Thursday, October 19, 2017

"All of that said, accidents and emergencies are going to happen." To Hell With That.

"...As horrific as the Las Vegas murders were, we need to keep in perspective that motor vehicles kill about twice as many people in one day on average, day in and day out. We've just become so desensitized to it that it's simply business as usual for many people."--Joe R., on Streetsblog

I was amused by the Santa Fe New Mexican editorial about the multihour logjam in traffic that occurred last Friday in Pojoaque after a teen (who has, according to the New Mexican, been cited six times for traffic infractions since 2014) lost control of his Chrysler, careened into oncoming traffic, and caused a multicar fatal wreck which the New Mexican conveniently called an "accident". The New Mexican editorial board apparently was more concerned with driver inconvenience and less concerned with driving habits that kill.

This is  the same newspaper that has recently printed every editorial it could find blasting our lack of ability to prevent gun violence. One can only assume that the editorial board of the New Mexican drives but does not shoot. How else could we explain such a flagrant double standard?

Certainly the recent Las Vegas carnage as well as most other gun violence is deliberate while the teen who tied up Northern NM traffic for hours did not intend to kill anyone. That may be a fine point lost on the dead and their loved ones. Not to mention, all those inconvenienced motorists. Such a hair-splitting rationale for flagrantly bad driving was lost on me when I was hit by a car a week before I was scheduled to defend my Ph.D. proposals. I regained consciousness, covered in my own blood, in time for the ambulance to arrive. That incident eventually took about a year out of my grad school progress. We make a lot of excuses, most revolving around convenience, for bad driving. I was one of the lucky ones and can push back against those excuses. The motorist killed last Friday is mute.

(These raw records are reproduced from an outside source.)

PR #3948, opened 2024-01-19
add buildUrl

MarcusDunn:
like `buildString` but for URL's

**Subsystem**
http

**Motivation**
I dislike calling 
```kotlin
UrlBuilder().apply {
    // ...
}.build()
```
and yet seem to do it every-time I construct a URL.

**Solution**
```kotlin
public fun buildUrl(block: URLBuilder.() -> Unit): Url = URLBuilder().apply(block).build()
```

**Some examples**

with no `url`
```kotlin
fun issuer(region: String, userPoolId: String) = buildUrl {
    protocol = URLProtocol.HTTPS
    host = "cognito-idp.$region.amazonaws.com"
    appendPathSegments(userPoolId)
}
```

with `url`
```kotlin 
fun domain(region: String, userPoolId: String): Url = buildUrl {
    takeFrom(issuer(region, userPoolId))
    appendPathSegments(".well-known", ".jwks.json")
}
```

### DIFF
--- a/ktor-http/api/ktor-http.api
+++ b/ktor-http/api/ktor-http.api
@@ -992,6 +992,7 @@ public final class io/ktor/http/URLUtilsKt {
 	public static final fun Url (Lio/ktor/http/URLBuilder;)Lio/ktor/http/Url;
 	public static final fun Url (Ljava/lang/String;)Lio/ktor/http/Url;
 	public static final fun appendUrlFullPath (Ljava/lang/Appendable;Ljava/lang/String;Lio/ktor/http/ParametersBuilder;Z)V
+	public static final fun buildUrl (Lkotlin/jvm/functions/Function1;)Lio/ktor/http/Url;
 	public static final fun getFullPath (Lio/ktor/http/Url;)Ljava/lang/String;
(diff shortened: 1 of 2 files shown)


e5l (approved):
Hey @MarcusDunn, thanks for the PR. Could you please run `./gradlew apiDump` and commit changes?

morki:
@e5l @MarcusDunn Isn't this just duplication of `url` function builder already present in Ktor?

```kotlin
package io.ktor.server.util

/**
 * Construct a URL
 */
public fun url(block: URLBuilder.() -> Unit): String = URLBuilder().apply(block).buildString()

/**
 * Creates an url using current call's schema, path and parameters as initial
 * and then invokes [block] function on the url builder so amend parameters
 */
public inline fun ApplicationCall.url(block: URLBuilder.() -> Unit = {}): String =
    URLBuilder.createFromCall(this).apply(block).buildString()

```

MarcusDunn:
I've have it in my project because I perfer the `Url` type `String` and the `Url(url {})` call is also awkward - there's absolutly a case to be made `buildUrl` deserves to remain as free function in my project instead of included directly in ktor though.

e5l:
Hey @MarcusDunn, thanks for the fast response! Merged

Fig. 1. Traffic fatalities per 100,000 residents. Image: International Transport Forum
Source, Streetsblog, Angie Schmitt
Fig 2. Traffic deaths and gun (including suicide) deaths in the U.S.
Graph: Violence Policy Center via Transport Providence
Source: Streetsblog, Angie Schmitt
The New Mexican would have us put up median barriers on US 84/285 to catch bad drivers careening out of control and thereby reduce the tedious delays when our fellow citizens flagrantly put others at risk. That might be an acceptable but expensive solution to prevent some high speed crashes on highways, but does nothing to keep New Mexico from jockeying for the national lead in killing pedestrians and bicyclists on our urban and suburban roads. To reduce that carnage means we must address bad driving habits as well as use Vision Zero concepts to reduce the lethality of those inevitable mistakes human nature ensures we make. Instead, we are asked to implement half measures to deal with what seems like an endless litany of inevitable and socially-tolerated misdeeds. After all, for a pedestrian, bicyclist, or motorcyclist, wide urban arterials and high urban speeds coupled with sloppy, careless, or reckless driving results in catastrophic injury or death.

If the New Mexican editorial board treated gun violence like it does car violence, our solutions to shootings would be to all wear bulletproof vests rather than to reduce the number of shootings. So I don't have very high expectations for the media or my fellow citizens as there still seems to be little emphasis on serious efforts towards crash prevention (enforcement, education, and engineering) rather than more and more crash mitigation. I wish we would hold ourselves and each other accountable to higher standards regardless of what dangerous devices we wield in close proximity to our fellow citizens. Compared to similar high economic status nations, we have high gun as well as high traffic violence rates in the U.S. These problems don't have one size fits all solutions, but as long as we avoid meaningful solutions and pretend that all is acceptable as it is, the carnage will continue, whether at the business end of a firearm or a motor vehicle.



On a related topic, I have called SUVs "urban assault vehicles" in the past. Angie Schmitt made it official.

2 comments:

Steve A said...

I'm baffled that nobody thinks an organized program of mandatory continuing education for drivers is a good idea. It is considered so for many professions so that we aren't accidentally killed by our nurses, doctors, or engineers.

Khal said...

Its worse than that in this instance. That little shit who killed apparently had a driving record that was awful and ignored.